CTP 0.00% 5.3¢ central petroleum limited

Stodd, thanks for your response and questions. There are a few...

  1. 609 Posts.
    Stodd, thanks for your response and questions.

    There are a few items to address and apolgies I didn't respond sooner as I have quite a few projects on my plate, it's after 10pm and still in the office!

    In regards to your queries:

    Looking at costs:

    Firstly, yes these calculations have been done in my own personal time and were not copied from somewhere. The calculations are a fraction of the overall conceptual model I maintain which covers coal, oil, gas and helium and is updated on a regular basis as new data comes to light. At this stage of the company's development clearly all figures are highly speculative (which I had noted) and most is based on extrapolation. The rail transportation and volume charts in my earlier post are not intended to be an accurate feasibility of +/- 50% for that matter due to a range of unknown/unquantifiable data inputs and requirements. Even so it would take an 800 page report for a feasiblity. However the figures do take into consideration basic concept modelling strategies based on my knowledge, and also make an allowance for anticipated costs associated with extraction, beneficiation, transportation, commodity value, tax rates etc all at conceptual high level. As stated in my post it does not factor in CAPEX of certain infrastructure aspects, and I had also noted the that the beneficiation is also subject to the final properties of the coal. These are all key risks, and more.

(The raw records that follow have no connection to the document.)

PR #461, opened 2019-01-03
Clean up dependency injection and continue work on search service entry point

joelverhagen:
Depends on https://github.com/NuGet/NuGet.Services.Metadata/pull/459

### DIFF
--- a/src/NuGet.Services.SearchService/App_Start/WebApiConfig.cs
+++ b/src/NuGet.Services.SearchService/App_Start/WebApiConfig.cs
@@ -3,6 +3,8 @@
 
 using System;
 using System.Reflection;
+using System.Threading;
+using System.Threading.Tasks;
 using System.Web.Hosting;
 using System.Web.Http;
 using System.Web.Http.Dependencies;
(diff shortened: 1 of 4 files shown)


joelverhagen:
Progress on https://github.com/NuGet/NuGetGallery/issues/6450
Progress on https://github.com/NuGet/NuGetGallery/issues/6453

src/NuGet.Services.SearchService/App_Start/WebApiConfig.cs
```diff
@@ -40,11 +47,31 @@ public static void Register(HttpConfiguration config)
...
+
+            HostingEnvironment.QueueBackgroundWorkItem(token => ReloadAuxiliaryFilesAsync(dependencyResolver, token));
+        }
+
+        private static async Task ReloadAuxiliaryFilesAsync(IDependencyResolver dependencyResolver, CancellationToken token)
+        {
+            using (var scope = dependencyResolver.BeginScope())
+            {
+                var loader = (IAuxiliaryFileReloader)scope.GetService(typeof(IAuxiliaryFileReloader));
+                await loader.ReloadContinuouslyAsync(token);
```
loic-sharma: We've had issues where a database context was used in a scope that was never recycled. I know this doesn't use a database context today, but I'm a little concerned about this scope's lifetime. Do we even need a scope here? It seems the loader doesn't depend on any scoped services.

joelverhagen: Sure, I think I was hoping to isolate the background worker as much as possible from the root scope, but it's probably better to keep this simple until we have a problem.

PR #467, opened 2019-01-09
Use environment variables for configuration in Search Service

joelverhagen:
I will replace the package reference with a stable version when https://github.com/NuGet/ServerCommon/pull/272 is merged and published.

I left the JSON file so that it is easier to debug locally.

### DIFF
--- a/src/NuGet.Services.SearchService/App_Start/WebApiConfig.cs
+++ b/src/NuGet.Services.SearchService/App_Start/WebApiConfig.cs
@@ -2,6 +2,7 @@
 // Licensed under the Apache License, Version 2.0. See License.txt in the project root for license information.
 
 using System;
+using System.IO;
 using System.Reflection;
 using System.Threading;
 using System.Threading.Tasks;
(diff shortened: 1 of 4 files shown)


src/NuGet.Services.SearchService/App_Start/WebApiConfig.cs
```diff
@@ -94,25 +94,30 @@ private static IDependencyResolver GetDependencyResolver(HttpConfiguration confi
...
 
-            var builder = new ConfigurationBuilder()
-                .SetBasePath(basePath)
-                .AddJsonFile(configurationFilename, optional: false, reloadOnChange: false);
-
-            var uninjectedConfiguration = builder.Build();
+            // Load the configuration without injection. This allows us to read KeyVault configuration.
+            var uninjectedBuilder = new ConfigurationBuilder()
+                .AddJsonFile(jsonFile) // The JSON file is useful for local development.
+                .AddEnvironmentVariables(prefix); // Environment variables take precedence.
```
scottbommarito: To clarify--does the last thing added take precedence?

joelverhagen: Yes.

PR #468, opened 2019-01-10
Add /search/diag endpoint to Azure Search Service

joelverhagen:
I changed the response body to have more helpful information. 

Address https://github.com/nuget/nugetgallery/issues/6454

Output looks like this:

```json
{
    "Success": true,
    "Server": {
        "MachineName": "RD00155D941F25",
        "ProcessId": 12376,
        "ProcessStartTime": "2019-01-10T03:25:46.7568469+00:00",
        "ProcessDuration": "00:02:35.3677385",
        "DeploymentLabel": "DEV-USNC-4.0.0-jver-diag-2320652",
        "AssemblyCommitId": "796a27a",
        "AssemblyInformationalVersion": "4.0.0-jver-azsdep-2320652",
        "AssemblyBuildDateUtc": "01/10/2019 03:13:07 +00:00",
        "InstanceId": "8da5b5cd140c25c0d571bac7c5d4593bcc2f07fa87f6215e576e76ca1fc30873"
    },
    "SearchIndex": {
        "Name": "search-dev-20181214-00",
        "DocumentCount": 503741,
        "WarmQueryDuration": "00:00:00.1491502"
    },
    "HijackIndex": {
        "Name": "hijack-dev-20181214-00",
        "DocumentCount": 1798018,
        "WarmQueryDuration": "00:00:00.0913182"
    },
    "AuxiliaryFiles": {
        "Downloads": {
            "LastModified": "2018-12-17T19:57:48+00:00",
            "Loaded": "2019-01-10T03:27:43.6653936+00:00",
            "LoadDuration": "00:00:19.0527679",
            "FileSize": 42507754,
            "ETag": "\"0x8D66459EB34E3FB\""
        },
        "VerifiedPackages": {
            "LastModified": "2018-12-17T19:57:49+00:00",
            "Loaded": "2019-01-10T03:27:25.6290707+00:00",
            "LoadDuration": "00:00:00.6896924",
            "FileSize": 370219,
            "ETag": "\"0x8D66459EBD0F1C5\""
        }
    }
}
```

### DIFF
--- a/src/NuGet.Services.AzureSearch/Measure.cs
+++ b/src/NuGet.Services.AzureSearch/Measure.cs
@@ -1,0 +1,30 @@
+﻿// Copyright (c) .NET Foundation. All rights reserved.
+// Licensed under the Apache License, Version 2.0. See License.txt in the project root for license information.
+
+using System;
+using System.Diagnostics;
+using System.Threading.Tasks;
+
+namespace NuGet.Services.AzureSearch
+{
+    public static class Measure
+    {
+        public static async Task<DurationMeasurement<T>> DurationWithValueAsync<T>(Func<Task<T>> actAsync)
+        {
+            var stopwatch = Stopwatch.StartNew();
+            var value = await actAsync();
+            stopwatch.Stop();
+            return new DurationMeasurement<T>(value, stopwatch.Elapsed);
+        }
+
+        public static async Task<TimeSpan> DurationAsync(Func<Task> actAsync)
+        {
+            var result = await DurationWithValueAsync(async () =>
+            {
+                await actAsync();
+                return 0;
+            });
+            return result.Duration;
+        }
+    }
+}
--- a/src/NuGet.Services.SearchService/Settings/local.json
+++ b/src/NuGet.Services.SearchService/Settings/local.json
@@ -11,7 +11,8 @@
     "AuxiliaryDataStorageDownloadsPath": "downloads.v1.json",
     "AuxiliaryDataStorageVerifiedPackagesPath": "verifiedPackages.json",
     "AuxiliaryDataReloadFrequency": "01:00:00",
-    "AuxiliaryDataReloadFailureRetryFrequency": "00:00:30"
+    "AuxiliaryDataReloadFailureRetryFrequency": "00:00:30",
+    "DeploymentLabel": "1.0.0-zlocal"
   },
 
   "KeyVault_VaultName": "",
--- a/src/NuGet.Services.AzureSearch/DependencyInjectionExtensions.cs
+++ b/src/NuGet.Services.AzureSearch/DependencyInjectionExtensions.cs
@@ -76,6 +76,14 @@ namespace NuGet.Services.AzureSearch
                     c.ResolveKeyed<ISearchIndexClientWrapper>(searchIndexKey),
                     c.ResolveKeyed<ISearchIndexClientWrapper>(hijackIndexKey),
                     c.Resolve<ISearchResponseBuilder>()));
+
+            containerBuilder
+                .Register<ISearchStatusService>(c => new SearchStatusService(
+                    c.ResolveKeyed<ISearchIndexClientWrapper>(searchIndexKey),
+                    c.ResolveKeyed<ISearchIndexClientWrapper>(hijackIndexKey),
+                    c.Resolve<IAuxiliaryDataCache>(),
+                    c.Resolve<IOptionsSnapshot<SearchServiceConfiguration>>(),
+                    c.Resolve<ILogger<SearchStatusService>>()));
         }
 
         private static void RegisterAzureSearchJobStorageServices(ContainerBuilder containerBuilder, string key)
--- a/src/NuGet.Services.AzureSearch/DurationMeasurement.cs
+++ b/src/NuGet.Services.AzureSearch/DurationMeasurement.cs
@@ -1,0 +1,19 @@
+﻿// Copyright (c) .NET Foundation. All rights reserved.
+// Licensed under the Apache License, Version 2.0. See License.txt in the project root for license information.
+
+using System;
+
+namespace NuGet.Services.AzureSearch
+{
+    public class DurationMeasurement<T>
+    {
+        public DurationMeasurement(T result, TimeSpan duration)
+        {
+            Value = result;
+            Duration = duration;
+        }
+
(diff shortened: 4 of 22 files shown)


src/NuGet.Services.AzureSearch/Measure.cs
```diff
@@ -0,0 +1,30 @@
...
+
+using System;
+using System.Diagnostics;
+using System.Threading.Tasks;
+
+namespace NuGet.Services.AzureSearch
+{
+    public static class Measure
+    {
+        public static async Task<DurationMeasurement<T>> DurationWithValueAsync<T>(Func<Task<T>> getValueAsync)
```
cristinamanum: Maybe use the same argument name as below :"actAsync" ?

src/NuGet.Services.AzureSearch/SearchService/Models/StatusResponse.cs
```diff
@@ -0,0 +1,14 @@
+﻿// Copyright (c) .NET Foundation. All rights reserved.
+// Licensed under the Apache License, Version 2.0. See License.txt in the project root for license information.
+
+namespace NuGet.Services.AzureSearch.SearchService
+{
+    public class StatusResponse
+    {
+        public bool Success { get; set; }
```
cristinamanum: What does the Success mean? Is it correlated with the values below?

joelverhagen: I'll leave a code comment. Success means that all of the search service dependencies could be interacted with successfully. This essentially means that the search and hijack indexes can be queried and that the auxiliary data was loaded at least once (stale data is okay).

src/NuGet.Services.SearchService/Settings/local.json
```diff
@@ -11,7 +11,8 @@
     "AuxiliaryDataStorageDownloadsPath": "downloads.v1.json",
     "AuxiliaryDataStorageVerifiedPackagesPath": "verifiedPackages.json",
     "AuxiliaryDataReloadFrequency": "01:00:00",
-    "AuxiliaryDataReloadFailureRetryFrequency": "00:00:30"
+    "AuxiliaryDataReloadFailureRetryFrequency": "00:00:30",
+    "DeploymentLabel": "1.0.0-zlocal"
```
skofman1: As far as I know deployment labels are generated by EV2. Is the intention here for EV2 to place the deployment label in the config file?

src/NuGet.Services.AzureSearch/Measure.cs
joelverhagen: Sounds good.

src/NuGet.Services.SearchService/Settings/local.json
joelverhagen: This config file is only observed locally (thus the `local.json` file name). It is used for debugging on your dev box. In the startup of the app, we define that environment variables (i.e. app settings in Azure Web Apps) take precedence over this file. Ev2 will place all app settings, including its deployment label as environment variables, so this `1.0.0-zlocal` value will never be seen in production.

src/NuGet.Services.AzureSearch/SearchService/StatusService.cs
```diff
@@ -0,0 +1,145 @@
...
+            ILogger<StatusService> logger)
+        {
+            _searchIndex = searchIndex ?? throw new ArgumentNullException(nameof(searchIndex));
+            _hijackIndex = hijackIndex ?? throw new ArgumentNullException(nameof(hijackIndex));
+            _auxiliaryDataCache = auxiliaryDataCache ?? throw new ArgumentNullException(nameof(auxiliaryDataCache));
+            _options = options ?? throw new ArgumentNullException(nameof(options));
+            _logger = logger ?? throw new ArgumentNullException(nameof(logger));
+        }
+
+        public async Task<StatusResponse> GetStatusAsync(Assembly assemblyForMetadata)
```
skofman1: >assemblyForMetadata [](start = 66, length = 19)

why is this input. Will it no always be 
typeof(SearchController).Assembly

joelverhagen: Search controller is in another (non-dependent) assembly. 

Also, this supports unit testing where I can set arbitrary assembly metadata.

src/NuGet.Services.AzureSearch/SearchService/StatusService.cs
```diff
@@ -0,0 +1,145 @@
...
+        }
+
+        private async Task TryAsync<T>(
+            Func<Task<T>> getAsync,
+            StatusResponse response,
+            string operation)
+        {
+            try
+            {
+                await Task.Yield();
```
cristinamanum: Why Task.Yield() is needed?

joelverhagen: So that all four of the status sub-operations run in parallel -- even leading, synchronous steps.

src/NuGet.Services.AzureSearch/SearchService/StatusService.cs
```diff
@@ -0,0 +1,145 @@
...
+                .GetCustomAttributes<AssemblyMetadataAttribute>()
+                .Where(x => x.Key == name)
+                .Select(x => x.Value)
+                .FirstOrDefault();
+        }
+
+        private static async Task<IndexStatus> GetIndexStatusAsync(ISearchIndexClientWrapper index)
+        {
+            var documentCount = await index.Documents.CountAsync();
+            var warmQueryDuration = await Measure.DurationAsync(() => index.Documents.SearchAsync("*", new SearchParameters()));
```
cristinamanum: Will this query get more expensive as more documents are added? Will this method executed often, could be any server impact?

joelverhagen: I found no indication from documentation that it will become _significantly_ slower. The index I tested it on had full production data in it and was running on the minimum replica/partition count that we would go live with.

If this query is slow we will bigger problems. This is essentially the default query that is done when someone opens the [default packages list on gallery](https://www.nuget.org/packages) or on client.

joelverhagen: By the way, this is mitigated by https://github.com/nuget/nugetgallery/issues/6463.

    When undertaking calculations, for relevant factors I utilised the probable rate. The probable rate or P90 estimate, as you would appreciate (but others may not be aware of) is the statistical analysis method of setting the expected rate and a distribution of expected minimum and maximum variations to the rate. Several hundred iterations of randomly selected normal distributed values between the minimum and maximum rates are then run. A probablistic cost curve (or S-Curve) of results then indicate the P90 value, ie the cost estimate value with a 90% certainty the estimate will be below this value. On top of this rate I then added 30% on some aspects for the coal model (ie NTK rates). Why I went into this detail at this stage is anybodys guess, maybe I just enjoy it and this method was easier given the base data from other feasibilities I've undertaken. Different models are applied pending the circumstance. Having both lead teams and worked on a range of major infrastructure projects, feasibility studies/CBA's in infrastructure and resource projects (though being iron ore), and undertaken estimation work on projects in excess of $6B final constucted value, I've drawn a line on valuation inputs as a range of factors could be implemented but add no value at the conceptual stage. We're still an explorer and in general I do this for my own use only as I don't have to explain in detail every aspect of my anaylsis to others.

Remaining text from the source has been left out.